:: Records to use

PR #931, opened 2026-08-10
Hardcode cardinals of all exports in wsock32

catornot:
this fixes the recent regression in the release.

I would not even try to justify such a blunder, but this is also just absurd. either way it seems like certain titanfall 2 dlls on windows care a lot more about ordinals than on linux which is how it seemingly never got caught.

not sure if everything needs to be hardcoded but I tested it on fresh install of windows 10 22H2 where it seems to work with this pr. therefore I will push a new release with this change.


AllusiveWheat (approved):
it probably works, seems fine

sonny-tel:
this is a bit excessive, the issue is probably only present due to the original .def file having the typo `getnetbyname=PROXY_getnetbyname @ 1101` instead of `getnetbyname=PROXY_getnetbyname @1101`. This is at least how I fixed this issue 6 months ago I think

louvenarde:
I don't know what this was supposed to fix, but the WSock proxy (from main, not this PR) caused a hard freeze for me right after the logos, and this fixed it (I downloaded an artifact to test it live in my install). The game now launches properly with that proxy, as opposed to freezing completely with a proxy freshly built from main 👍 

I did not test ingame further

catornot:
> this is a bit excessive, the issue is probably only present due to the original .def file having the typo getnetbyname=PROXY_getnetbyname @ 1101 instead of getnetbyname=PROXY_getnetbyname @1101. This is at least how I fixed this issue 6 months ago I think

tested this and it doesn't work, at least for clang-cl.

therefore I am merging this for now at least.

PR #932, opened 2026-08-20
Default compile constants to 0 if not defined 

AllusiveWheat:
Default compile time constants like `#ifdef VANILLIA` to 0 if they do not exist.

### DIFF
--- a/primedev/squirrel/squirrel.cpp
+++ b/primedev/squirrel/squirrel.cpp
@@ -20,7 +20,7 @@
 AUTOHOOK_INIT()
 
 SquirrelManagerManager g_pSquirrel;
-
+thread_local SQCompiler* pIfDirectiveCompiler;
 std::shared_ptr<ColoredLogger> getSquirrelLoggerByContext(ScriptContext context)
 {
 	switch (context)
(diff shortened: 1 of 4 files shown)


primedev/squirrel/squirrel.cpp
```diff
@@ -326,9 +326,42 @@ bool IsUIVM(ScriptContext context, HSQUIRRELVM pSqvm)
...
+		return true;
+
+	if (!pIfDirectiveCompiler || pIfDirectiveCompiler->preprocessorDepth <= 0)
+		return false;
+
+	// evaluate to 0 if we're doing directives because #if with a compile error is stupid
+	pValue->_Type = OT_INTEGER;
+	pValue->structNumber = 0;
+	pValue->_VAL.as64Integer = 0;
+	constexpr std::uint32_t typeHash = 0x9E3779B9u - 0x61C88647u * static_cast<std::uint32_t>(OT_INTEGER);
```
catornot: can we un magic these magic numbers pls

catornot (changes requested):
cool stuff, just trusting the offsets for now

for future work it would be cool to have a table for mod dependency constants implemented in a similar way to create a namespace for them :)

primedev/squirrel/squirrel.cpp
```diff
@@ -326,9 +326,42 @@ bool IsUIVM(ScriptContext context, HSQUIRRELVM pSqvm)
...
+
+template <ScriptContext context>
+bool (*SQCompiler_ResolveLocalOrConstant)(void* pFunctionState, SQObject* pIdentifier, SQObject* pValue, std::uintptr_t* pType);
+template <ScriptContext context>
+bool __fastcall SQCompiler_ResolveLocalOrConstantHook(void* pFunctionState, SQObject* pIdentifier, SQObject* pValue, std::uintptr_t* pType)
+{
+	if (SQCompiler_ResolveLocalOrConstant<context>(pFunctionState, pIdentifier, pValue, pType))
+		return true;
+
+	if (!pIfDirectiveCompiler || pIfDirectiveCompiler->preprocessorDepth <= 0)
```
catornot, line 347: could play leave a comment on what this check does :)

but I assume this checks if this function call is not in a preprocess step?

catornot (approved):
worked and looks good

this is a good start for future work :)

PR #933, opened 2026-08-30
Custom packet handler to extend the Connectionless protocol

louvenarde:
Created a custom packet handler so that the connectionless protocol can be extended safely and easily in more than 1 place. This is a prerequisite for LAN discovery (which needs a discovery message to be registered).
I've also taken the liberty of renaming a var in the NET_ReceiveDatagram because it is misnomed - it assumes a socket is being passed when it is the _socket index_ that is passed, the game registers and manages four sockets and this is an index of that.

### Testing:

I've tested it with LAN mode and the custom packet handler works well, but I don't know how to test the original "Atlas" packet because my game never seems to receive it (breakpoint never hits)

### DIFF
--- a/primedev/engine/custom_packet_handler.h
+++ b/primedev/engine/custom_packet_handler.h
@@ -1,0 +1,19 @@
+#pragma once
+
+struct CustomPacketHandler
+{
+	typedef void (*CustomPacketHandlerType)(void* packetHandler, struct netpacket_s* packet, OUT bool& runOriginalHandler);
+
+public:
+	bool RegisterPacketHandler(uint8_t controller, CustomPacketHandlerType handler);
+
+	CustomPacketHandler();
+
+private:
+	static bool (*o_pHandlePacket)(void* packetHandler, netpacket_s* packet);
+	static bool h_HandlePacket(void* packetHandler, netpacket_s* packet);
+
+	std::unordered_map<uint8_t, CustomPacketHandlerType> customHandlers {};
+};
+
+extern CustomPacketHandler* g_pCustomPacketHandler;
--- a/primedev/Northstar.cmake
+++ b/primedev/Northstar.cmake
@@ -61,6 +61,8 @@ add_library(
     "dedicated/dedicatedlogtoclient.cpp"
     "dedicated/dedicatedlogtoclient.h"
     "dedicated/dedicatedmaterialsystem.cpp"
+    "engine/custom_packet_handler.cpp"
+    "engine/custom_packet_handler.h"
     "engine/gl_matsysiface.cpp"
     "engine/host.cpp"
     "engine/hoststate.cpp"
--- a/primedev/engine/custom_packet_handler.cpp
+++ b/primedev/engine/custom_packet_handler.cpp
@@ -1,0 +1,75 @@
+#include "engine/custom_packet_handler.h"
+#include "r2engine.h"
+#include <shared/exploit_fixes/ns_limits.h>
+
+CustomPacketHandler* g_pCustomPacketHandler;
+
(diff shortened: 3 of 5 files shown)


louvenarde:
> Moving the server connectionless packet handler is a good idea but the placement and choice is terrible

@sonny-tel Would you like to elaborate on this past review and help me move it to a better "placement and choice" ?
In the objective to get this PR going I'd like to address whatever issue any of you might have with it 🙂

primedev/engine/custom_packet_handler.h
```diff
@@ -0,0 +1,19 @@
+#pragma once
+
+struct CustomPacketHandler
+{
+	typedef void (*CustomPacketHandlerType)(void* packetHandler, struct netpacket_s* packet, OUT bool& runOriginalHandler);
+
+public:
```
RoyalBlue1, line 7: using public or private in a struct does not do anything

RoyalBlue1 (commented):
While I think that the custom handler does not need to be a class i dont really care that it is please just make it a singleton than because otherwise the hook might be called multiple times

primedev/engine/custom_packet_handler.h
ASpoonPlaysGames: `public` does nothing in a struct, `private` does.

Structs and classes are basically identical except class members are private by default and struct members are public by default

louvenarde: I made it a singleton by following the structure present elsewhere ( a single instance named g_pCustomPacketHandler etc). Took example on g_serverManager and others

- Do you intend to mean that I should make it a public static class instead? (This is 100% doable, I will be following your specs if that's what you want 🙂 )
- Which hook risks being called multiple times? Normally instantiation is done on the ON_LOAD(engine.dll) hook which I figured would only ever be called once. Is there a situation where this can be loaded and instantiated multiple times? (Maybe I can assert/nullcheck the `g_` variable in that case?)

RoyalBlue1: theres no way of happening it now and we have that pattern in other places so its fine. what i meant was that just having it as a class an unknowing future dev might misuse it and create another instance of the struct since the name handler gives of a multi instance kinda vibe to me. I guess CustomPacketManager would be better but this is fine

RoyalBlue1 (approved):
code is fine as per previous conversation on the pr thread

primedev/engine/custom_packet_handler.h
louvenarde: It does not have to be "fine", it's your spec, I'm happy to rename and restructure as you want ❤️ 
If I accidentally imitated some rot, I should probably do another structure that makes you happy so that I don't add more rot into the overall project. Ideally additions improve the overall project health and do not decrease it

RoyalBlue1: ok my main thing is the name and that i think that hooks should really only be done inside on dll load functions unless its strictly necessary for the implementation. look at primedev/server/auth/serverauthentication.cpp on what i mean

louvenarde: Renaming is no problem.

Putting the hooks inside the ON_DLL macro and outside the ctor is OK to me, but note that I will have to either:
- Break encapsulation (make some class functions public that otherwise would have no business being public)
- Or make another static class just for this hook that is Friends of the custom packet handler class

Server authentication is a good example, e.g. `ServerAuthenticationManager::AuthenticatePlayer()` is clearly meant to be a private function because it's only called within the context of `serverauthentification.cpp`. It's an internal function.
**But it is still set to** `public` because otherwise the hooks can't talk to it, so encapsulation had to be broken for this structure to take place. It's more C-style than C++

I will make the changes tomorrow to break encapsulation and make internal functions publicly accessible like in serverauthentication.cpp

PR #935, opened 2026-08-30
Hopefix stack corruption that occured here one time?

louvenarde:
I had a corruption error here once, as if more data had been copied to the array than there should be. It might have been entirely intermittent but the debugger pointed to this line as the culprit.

::::

Output the first line of the entries above and every line after it, exactly as written, ending with the line that contains "this fixes the".

PR #931, opened 2026-08-10
Hardcode cardinals of all exports in wsock32

catornot:
this fixes the recent regression in the release.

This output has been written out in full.